Bank continues unusual behaviour

Wednesday, August 19th, 2009

The Bank of New Zealand hasn’t done anything normal in the home loan market for many years; and it doesn’t seem to have changed its ways recently.

The bank created headlines a number of years ago with its “Unbeatable” campaign. During this campaign it was the market leader pushing fixed rates, particularly in the two year space, down.

Part of the driver for the campaign was its decision not to distribute its home loans through mortgage brokers, even though brokers grew to control 40% of the market.

The logic for this move was from what you could call a domestic between the bank and brokers where it wouldn’t allow them to sell its popular Global Plus loan product which offered borrowers Air New Zealand Airpoints dollars.

Since then the bank has relied on its own mobile managers and branch staff. It claimed that these channels of distribution were more cost effective than brokers.

Well how things change. Last week all the chatter during the tea breaks at this year’s NZ Mortgage Brokers Conference in Wellington was about BNZ sacking all its mobile managers.

The bank has confirmed this to Mortgagerates.co.nz, but the reasoning is not so clear.

One of the theories is that the bank may replace its mobile managers with brokers. A second is that the bank’s parent, National Bank of Australia, has just bought the Challenger mortgage business. Challenger owns a group called PLAN which operates in New Zealand.

Maybe the bank will use all the PLAN brokers instead? However, PLAN says that isn’t part of the plan.

The question is what does BNZ intend doing in this space? For years it has aggressively chased market share, and its mobile managers are a key part of that programme.

The answer appears to be that BNZ is pulling back in the home loan market and will leave it to the other banks to fight for business.

It does seem an odd move. One thing that borrowers which seems likely is that the bank won’t be out there leading the market down with its rates. Or maybe it will be super-aggressive in cutting its rates to get customers into the branches?

Message in a bottle

Thursday, August 13th, 2009

The trend and the message in the changes to home loan rates in the past week have been clear and a little worrisome for borrowers.

As reported for terms of 18 months or more have risen, and the rises for three and four-year money have been steep. In many cases more than 50 basis points.

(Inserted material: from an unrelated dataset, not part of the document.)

PR #177, opened 2022-05-24
Fix: start invoice subscription from last NOT expired invoice

bumi:
Currently we checked all payments which means we start the subscription from an index for an invoice that can no longer be paid because it is expired.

Shorter dated money rates have generally stayed static, however market leader Kiwibank and one of the building societies have cut their floating rates in the past week. (BNZ also made a cut to one of its loan products, Total Money, however Total Money is part of a product which includes some other elements. For this reason I don’t include it as a “standard” rate).

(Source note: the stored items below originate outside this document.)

PR #105, opened 2022-01-12
Section clear statusbar item

aruniverse:
Not sure why no one had reported this before Travis. Currently, if you make use of the section tools, there is no way to clear/revert your sectioning without refreshing the viewer/pg

https://i.imgur.com/xdYbIY2.gif


tcobbs-bentley (approved):
I don't have any real familiarity with status fields from appui-react, but this looks good.

kckst8 (approved):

To see how the interest rate curve has steepened check out this graph showing Kiwibank’s new rates versus its earlier ones.

The worry is that short-term rates, while attractively low, aren’t going to stay around these levels forever. At some point they will start rising and when you look at the height of medium and short-term rates these increases could be a significant whack.

Borrowers who currently have their home loans of maturities from floating out to one year, will need to be watching what’s happening closely and reviewing their strategy.

One option to consider is leaping in and fixing some of your loan for a longer term – unfortunately the time to do that has, arguably, passed. While the three-year fixed rate is just below its average for the past five years, longer durations are now above their five-year average.

We will be watching these longer-term rates with interest to see if they have gotten too high. They have increased, mainly, because there are growing signs of economic recovery in offshore markets – particularly the United States.

However, there is no guarantee this pick-up will be a long-term constant trend. Indeed, many economists expect there to be hiccups to the economic recovery along the way. When these come there is a chance funding costs for home loans will drop back.

If this happens they may only be temporary and will give you small windows of opportunity to fix.

However, I wouldn’t bank on it as a strategy.

SBS raises rates: Will others follow?

Thursday, August 6th, 2009

After many weeks of home loan rates remaining unchanged we have a movement. Today New Zealand’s newest bank, SBS, raised its six-month and one-year fixed rates by 10 basis points.

Now the increases aren’t big, nor do they put SBS out of the market in a competitive pricing sense. You can see here that with six-month and one-year rates of 5.60% and 5.70% respectively, they are some of the cheaper rates on offer.

However, they do break a drought. It’s not often we go for more than a month with no changes to home loan rates.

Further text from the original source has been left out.